_TASK STATEMENT_. Gather from the material every line that contains the string "tables".
─── DATA EXTRACTS
PR #364, opened 2026-01-05
feat: reduce parquet footer size

tedxu:
This commit introduces a new benchmark file, `benchmark_footer_size.cpp`, which includes functionality to measure the footer size of Parquet files. It defines a schema and generates test data for benchmarking, while also implementing a fixture for setup and teardown processes. The benchmark reports footer size, file size, and footer size as a percentage of the file size, enhancing performance analysis capabilities for Parquet file handling.

Additionally, the `parquet_writer.cpp` file has been updated to disable statistics for vector columns, ensuring that the writing process remains efficient for fixed-size binary and binary types.


congqixia (approved):
/lgtm

PR #370, opened 2026-01-08
enhance: Files created in storage are stored using relative paths.

jiaqizho:
In Storage, there are internal tables and external tables. Internal tables contain data generated via `write.h`, while external tables contain imported data.

- The `ColumnGroupFiles.path` written by internal tables will always be stored using relative paths.
- The `ColumnGroupFiles.path` generated by external tables will always be stored using absolute paths.

This process occurs during the serialization and deserialization of column groups. During serialization, the path in the `ColumnGroupFile` of an internal table has the `{base_path}/{data_dir_prefix}` removed before being written into Avro. During deserialization, the system checks whether the path in the current `ColumnGroupFile` is a relative path. If it is a relative path, the `{base_path}/{data_dir_prefix}` will be appended to the path. Therefore, the `ColumnGroupFile` in memory always contains an absolute path.

### DIFF
--- a/cpp/include/milvus-storage/column_groups.h
+++ b/cpp/include/milvus-storage/column_groups.h
@@ -49,4 +49,16 @@ struct ColumnGroup {
  */
 using ColumnGroups = std::vector<std::shared_ptr<ColumnGroup>>;
 
+static ColumnGroups copy_column_groups(const ColumnGroups& source) {
+  ColumnGroups dest(source.size());
+  for (size_t i = 0; i < source.size(); ++i) {
+    if (source[i]) {
+      dest[i] = std::make_shared<ColumnGroup>(*source[i]);
+    } else {
+      dest[i] = nullptr;
+    }
+  }
+  return dest;
+}
+
 }  // namespace milvus_storage::api
--- a/cpp/include/milvus-storage/common/layout.h
+++ b/cpp/include/milvus-storage/common/layout.h
@@ -16,6 +16,8 @@
 
 #include <string>
 
+#include "milvus-storage/common/path_util.h"
+
 namespace milvus_storage {
 
 /**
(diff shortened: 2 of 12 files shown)


cpp/src/column_groups.cpp
```diff
@@ -36,7 +38,42 @@ ColumnGroups::ColumnGroups(std::vector<std::shared_ptr<ColumnGroup>> column_grou
...
-arrow::Result<std::string> ColumnGroups::serialize() const {
+static inline bool IsPathEq(const std::string& left, const std::string& right) {
+  std::filesystem::path lp(left);
+  std::filesystem::path rp(right);
+  return (lp / "").lexically_normal() == (rp / "").lexically_normal();
+}
+
+static inline std::string AbsoluteDataPathToRelative(const std::string& path,
+                                                     const std::optional<std::string>& base_path) {
+  if (!base_path.has_value()) {
```
shaoting-huang: should handle case like trailing slashes

cpp/src/column_groups.cpp
```diff
@@ -36,7 +38,42 @@ ColumnGroups::ColumnGroups(std::vector<std::shared_ptr<ColumnGroup>> column_grou
...
+    return path;
+  }
+
+  std::string data_path = get_data_path(base_path.value());
+  if (path.size() >= data_path.size() && path.substr(0, data_path.size()) == data_path) {
+    return path.substr(data_path.size());
+  }
+
+  // external table keep the absolute path
+  return path;
```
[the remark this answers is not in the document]
jiaqizho: won't be, all of path will base on "base_path".

all of path in storage will generated in layout.h, won't create the "../" path in this interface

cpp/src/column_groups.cpp
jiaqizho: used `substr`, 

ex.
```
path="base_dir/_data/xxxx.parquet"
base_path="base_dir"
data_path="base_dir/_data" // or data_path="base_dir/_data/" is both ok.
```
because 
```
if (path.size() >= data_path.size() && path.substr(0, data_path.size()) == data_path) {
```

PR #1143, opened 2015-10-13
Improve firefox extension install.rdf parsing

jmif:
Firefox extension loading now supports em namespace (http://www.mozilla.org/2004/em-rdf#) as default namespace in install.rdf.  Some extensions set this namespace as default which breaks parsing in the current implementation as it results an <id> tag being present instead of em:id.

### DIFF
--- a/rb/lib/selenium/webdriver/firefox/extension.rb
+++ b/rb/lib/selenium/webdriver/firefox/extension.rb
@@ -62,12 +62,12 @@ module Selenium
           rdf_path = File.join(directory, "install.rdf")
           doc = REXML::Document.new(File.read(rdf_path))
 
-          id_node = REXML::XPath.first(doc, "//em:id")
+          id_node = REXML::XPath.first(doc, "//em:id|//id")
 
           if id_node
             id_node.text
           else
-            attr_node = REXML::XPath.first(doc, "//@em:id")
+            attr_node = REXML::XPath.first(doc, "//@em:id|//@id")
 
             if attr_node.nil?
               raise Error::WebDriverError, "cannot locate extension id in #{rdf_path}"


p0deje:
I've looked through your link and also checked [MDN](https://developer.mozilla.org/en-US/Add-ons/Install_Manifests) documentation for `install.rdf` and can't find an example of using `em` namespace - it says that you should use `<em:id>` for specifying addon indentifier.

Is there anything that I miss?

jmif:
uBlock and/or uBlock Origin FF extension uses (or did use at the time of this PR) an XML format that broke parsing.

p0deje:
Okay, but as [MDN](https://developer.mozilla.org/en-US/Add-ons/Install_Manifests) says, `<em:id>` must be present or addon may not install. I guess you should then report an issue to uBlock.

p0deje:
Closing this for now, please reopen if my understanding is wrong.

jmif:
em:id is in fact present in the xml file in uBlock rdf file and it's specified as valid XML.  The current code looks for an explicit em:id tag, not a "tag with a namespace of em and a name of id".  There are two ways to achieve em:id in valid XML:

1) Explicitly stating em:id as the tag name with a em namespace defined above.
2) Simpy using an id tag name with the default namespace set to em

The standard way most extensions do it looks like this (without default namespace):

`
<xml ns:em="em_namepsace">
  <em:id>ID_HERE</em:id>
</xml>
`

This is equivalent to using a default namespace and is perfectly valid XML/fits the MDN spec:

`
<xml ns="em_namepsaace">
   <id>ID_HERE</id>
</xml>
`

This may not be 100% syntactically correct (fixed this a while ago) but it illustrates the idea.  The current code base does not support the second, valid, way of specifying an ID in xml using default namespaces.

p0deje:
Okay, I see what you're saying. I'm looking through uBlock [install.rdf](https://github.com/gorhill/uBlock/blob/master/platform/firefox/install.rdf) and as far as I understand, we should actually look for `.//id`, not `.//em:id/id` because it's namespaced with `r`.

With that said, this PR doesn't solve the problem in general, so I'll keep it closed and push the proper fix shortly. Thanks for the issue and detailed explanations!

p0deje:
I've pushed commit 000621a386a058abd464c696ca4c72b7297687a9 which fixes the issue (though I referenced the wrong issue in commit).

PR #1145, opened 2015-10-13
Fix format string.

juangj:
Preconditions.checkArgument only accepts "%s", and not "%d" or any of the other placeholders.


ddavison:
fixed in 9c1b1e66c9326c8d7c38cc7fb8814877210a4388

PR #1164, opened 2015-10-16
 Add .NET bindings for WiniumDriver

tkurnosova:
WiniumDriver [https://github.com/2gis/Winium] is Selenium-based tools for testing of Windows apps.
This patch includes .NET bindings for WiniumDriver.

Signed-off-by: Tatyana Kurnosova tgkurnosova@gmail.com

### DIFF
--- a/dotnet/src/webdriver/WebDriver.csproj
+++ b/dotnet/src/webdriver/WebDriver.csproj
@@ -282,6 +282,12 @@
     <Compile Include="UnhandledAlertException.cs" />
     <Compile Include="WebDriverException.cs" />
     <Compile Include="WebDriverResult.cs" />
+    <Compile Include="Winium\IWiniumOptions.cs" />
+    <Compile Include="Winium\SilverlightOptions.cs" />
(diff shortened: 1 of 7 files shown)


jimevans:
Much like there are no Appium classes included in the Selenium project's .NET bindings, likewise, there should not be Winium classes included here as well. This sounds like code that should live in a companion project to Selenium (maybe the Winium project?), not in the Selenium project itself.

TikhomirovSergey:
@tkurnosova 
Maybe it makes sense to collaborate with the Appium. We've thought about WindowsMobile automation :)

tkurnosova:
When writing tests we use bindings selenium (OpenQA.Selenium for .net). This request allows to create instance of the driver not only as RemoteWebDriver.

jimevans:
And that's what I'm saying doesn't belong in the core Selenium bindings, anymore than an AppiumDriver belongs in the core Selenium .NET bindings.

tkurnosova:
Unfortunately, that's true. Thanks!

NickAb:
@TikhomirovSergey we are already working on establishing contact on this issue.

PR #1178, opened 2015-10-21
@FindBy(how = How.LINK_TEXT_PATTERN: useful when working with PFP

s2oBCN:
A new type of "findBy" that can be very useful almost when working
with page factory pattern and want to keep code as clean as possible.
And thinking that usually the links don't have an "id" and that maybe
one can't modify the source to add the 'id'.


jleyba:
We appreciate your efforts, but at this time we have no plans to extend the number of locator strategies provided in the core library.

PR #1034, opened 2015-09-14
Java. Event firing: improvements and new features

TikhomirovSergey:
## Problems
- Current design doesn't allow end user to log events optionally. E.g.
  if they want to log only searchings or searchings and navigation then
  they are forced to leave unimplemented methods in their code
- Current design doesn't allow to make any extension without backward
  compatibility problems because each new method should be implemented or
  left empty
- There are some issues with the logging of thrown exceptions
# What has been done
- WebDriverEvent listener was separated to few interfaces. It is still
  here and aggretes them (in order to support backward compatibility)
- New listeners were added
- EventFiringWebdraver was redesigned. The ability to use listeners
  optionally is provided now

Warning!!! There is an issue of backward compatility. Users will face it
if they directly use such classes as EventFiringKeyboard,
EventFiringMouse, EventFiringTouch. But I hope there not many cases and
it is not the critical issue.

---
This change is [Reviewable](https://reviewable.io/reviews/seleniumhq/selenium/1034)

PR #1179, opened 2015-10-21
EventFiringWebDriver: added an event on "submit()"

s2oBCN:
When "recording" the interaction with a page,
there's the need to record the "submit" action.
For us, this is similar to a "click()",
so then we decided to dispatch the "click" event,
but maybe a new "submit" event could be dispatched...

---
This change is [Reviewable](https://reviewable.io/reviews/seleniumhq/selenium/1179)


java/client/src/org/openqa/selenium/support/events/EventFiringWebDriver.java
```diff
@@ -349,7 +349,9 @@ public void click() {
     }
 
     public void submit() {
+      dispatcher.beforeClickOn(element, driver);
```
lukeis: this shouldn't be beforeClickOn, but rather beforeSubmit? and added to WebDriverEventListener.

Since submit does not synthesize the 'click' events, this isn't accurate.

java/client/src/org/openqa/selenium/support/events/EventFiringWebDriver.java
```diff
@@ -349,7 +349,9 @@ public void click() {
...
       element.submit();
+      dispatcher.afterClickOn(element, driver);
```
lukeis: same here

TikhomirovSergey:
Guys
There is one more similar PR #1034 
Maybe does it make sense to combine these changes somehow?

beatngu13:
Anyone still interested in this? I would like to use this feature and I can also take care of necessary changes to this PR (new rebase, interface changes, more tests, etc.).

barancev:
Sorry for keeping this PR on hold for long time. We have implemented a new EventFiringDecorator that makes the proposed changes obsolete. See commits afdb348 and 47ee733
──────
_SOLUTION FOR THIS EXERCISE_.
In Storage, there are internal tables and external tables. Internal tables contain data generated via `write.h`, while external tables contain imported data.
- The `ColumnGroupFiles.path` written by internal tables will always be stored using relative paths.
- The `ColumnGroupFiles.path` generated by external tables will always be stored using absolute paths.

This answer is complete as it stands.